• Your objective
If a line in the records below contains the word "externalDNS", return that line.

• Raw data
PR #37, opened 2021-10-07
Implement externalDNS.Status update

sherine-k:
Update externalDNS custom resource status from Reconcile
Adds:
- Conditions: "PodsScheduled","DeploymentAvailable","DeploymentReplicasMinAvailable", "DeploymentReplicasAllAvailable"
- zones
- observedGeneration

### DIFF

• Problem solution
Implement externalDNS.Status update
Update externalDNS custom resource status from Reconcile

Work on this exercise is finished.